↓↓↓
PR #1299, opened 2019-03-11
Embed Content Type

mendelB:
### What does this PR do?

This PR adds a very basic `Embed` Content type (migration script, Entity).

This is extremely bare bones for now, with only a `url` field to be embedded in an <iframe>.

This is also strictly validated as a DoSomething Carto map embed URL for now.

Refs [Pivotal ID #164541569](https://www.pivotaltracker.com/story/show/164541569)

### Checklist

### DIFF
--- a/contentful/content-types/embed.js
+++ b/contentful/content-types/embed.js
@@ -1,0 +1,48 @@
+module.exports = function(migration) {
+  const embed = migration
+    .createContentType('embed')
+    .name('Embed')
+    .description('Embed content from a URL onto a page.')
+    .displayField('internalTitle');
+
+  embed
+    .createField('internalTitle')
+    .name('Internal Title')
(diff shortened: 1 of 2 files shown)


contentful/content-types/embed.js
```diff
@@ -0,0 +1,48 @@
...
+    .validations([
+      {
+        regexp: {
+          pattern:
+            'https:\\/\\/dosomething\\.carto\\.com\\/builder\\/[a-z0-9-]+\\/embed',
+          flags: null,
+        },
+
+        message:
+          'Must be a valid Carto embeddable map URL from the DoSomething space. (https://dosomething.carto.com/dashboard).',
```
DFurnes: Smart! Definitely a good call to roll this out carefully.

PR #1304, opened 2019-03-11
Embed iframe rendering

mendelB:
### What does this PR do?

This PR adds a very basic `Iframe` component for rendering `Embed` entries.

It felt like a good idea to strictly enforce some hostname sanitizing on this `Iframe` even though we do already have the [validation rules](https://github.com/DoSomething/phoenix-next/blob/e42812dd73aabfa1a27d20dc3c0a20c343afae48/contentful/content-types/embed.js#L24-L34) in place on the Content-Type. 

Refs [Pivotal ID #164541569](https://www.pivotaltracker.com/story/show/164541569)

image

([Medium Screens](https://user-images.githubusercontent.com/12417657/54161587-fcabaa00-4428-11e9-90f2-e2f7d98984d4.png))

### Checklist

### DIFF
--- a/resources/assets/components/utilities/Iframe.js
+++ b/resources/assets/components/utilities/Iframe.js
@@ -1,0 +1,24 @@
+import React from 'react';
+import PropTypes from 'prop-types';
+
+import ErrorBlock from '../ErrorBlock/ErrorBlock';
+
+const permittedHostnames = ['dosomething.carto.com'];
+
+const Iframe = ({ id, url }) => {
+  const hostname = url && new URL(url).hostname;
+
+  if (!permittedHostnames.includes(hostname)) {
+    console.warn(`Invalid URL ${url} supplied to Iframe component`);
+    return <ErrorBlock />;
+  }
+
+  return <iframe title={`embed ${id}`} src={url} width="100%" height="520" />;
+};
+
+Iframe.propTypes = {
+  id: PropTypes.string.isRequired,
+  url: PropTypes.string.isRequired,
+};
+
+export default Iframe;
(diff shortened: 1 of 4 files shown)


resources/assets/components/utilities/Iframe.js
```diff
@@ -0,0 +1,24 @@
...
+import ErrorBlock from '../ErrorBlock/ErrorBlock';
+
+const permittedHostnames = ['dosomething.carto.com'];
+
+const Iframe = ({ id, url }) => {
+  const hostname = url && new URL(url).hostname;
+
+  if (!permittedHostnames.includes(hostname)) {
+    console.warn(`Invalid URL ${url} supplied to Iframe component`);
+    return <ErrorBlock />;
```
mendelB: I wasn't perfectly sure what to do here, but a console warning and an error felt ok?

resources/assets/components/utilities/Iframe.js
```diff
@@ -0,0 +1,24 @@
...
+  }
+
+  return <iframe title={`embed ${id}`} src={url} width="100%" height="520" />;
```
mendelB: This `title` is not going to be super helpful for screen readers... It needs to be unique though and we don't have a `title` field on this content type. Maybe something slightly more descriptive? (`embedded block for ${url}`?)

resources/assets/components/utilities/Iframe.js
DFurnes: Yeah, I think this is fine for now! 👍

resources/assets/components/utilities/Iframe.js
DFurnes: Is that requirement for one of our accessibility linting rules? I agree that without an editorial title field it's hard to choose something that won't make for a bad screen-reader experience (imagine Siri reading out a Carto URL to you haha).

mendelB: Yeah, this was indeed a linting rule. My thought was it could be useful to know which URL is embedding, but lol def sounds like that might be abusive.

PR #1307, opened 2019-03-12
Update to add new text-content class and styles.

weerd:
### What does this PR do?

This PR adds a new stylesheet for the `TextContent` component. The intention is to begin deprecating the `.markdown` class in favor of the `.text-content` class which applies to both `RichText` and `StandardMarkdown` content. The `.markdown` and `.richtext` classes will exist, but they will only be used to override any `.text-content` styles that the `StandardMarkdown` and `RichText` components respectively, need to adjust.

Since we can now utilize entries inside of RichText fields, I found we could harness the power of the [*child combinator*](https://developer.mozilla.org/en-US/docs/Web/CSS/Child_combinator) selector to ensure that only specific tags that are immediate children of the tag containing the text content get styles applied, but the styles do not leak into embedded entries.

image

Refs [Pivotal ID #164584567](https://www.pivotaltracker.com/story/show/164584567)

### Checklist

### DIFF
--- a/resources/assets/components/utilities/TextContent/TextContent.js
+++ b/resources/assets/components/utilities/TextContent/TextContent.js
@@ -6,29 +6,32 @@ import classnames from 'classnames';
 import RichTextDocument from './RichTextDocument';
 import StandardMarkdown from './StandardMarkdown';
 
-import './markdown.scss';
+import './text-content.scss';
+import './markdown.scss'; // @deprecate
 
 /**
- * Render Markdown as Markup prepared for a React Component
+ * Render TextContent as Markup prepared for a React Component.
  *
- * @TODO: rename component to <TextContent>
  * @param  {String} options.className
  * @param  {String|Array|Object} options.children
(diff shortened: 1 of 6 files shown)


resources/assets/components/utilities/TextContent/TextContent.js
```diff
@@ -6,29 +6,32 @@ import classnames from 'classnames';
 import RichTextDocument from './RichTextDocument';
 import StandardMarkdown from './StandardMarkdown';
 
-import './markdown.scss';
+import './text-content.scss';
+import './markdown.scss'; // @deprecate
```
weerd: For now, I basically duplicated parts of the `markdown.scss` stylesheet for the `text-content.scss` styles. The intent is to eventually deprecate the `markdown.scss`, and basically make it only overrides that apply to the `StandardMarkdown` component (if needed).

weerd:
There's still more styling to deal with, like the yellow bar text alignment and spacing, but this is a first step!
↑↑↑
WHAT YOU SHOULD DO: Once you have found every line above holding the word "make", copy those lines.

ANSWER TO THE EXERCISE:
DFurnes: Is that requirement for one of our accessibility linting rules? I agree that without an editorial title field it's hard to choose something that won't make for a bad screen-reader experience (imagine Siri reading out a Carto URL to you haha).
weerd: For now, I basically duplicated parts of the `markdown.scss` stylesheet for the `text-content.scss` styles. The intent is to eventually deprecate the `markdown.scss`, and basically make it only overrides that apply to the `StandardMarkdown` component (if needed).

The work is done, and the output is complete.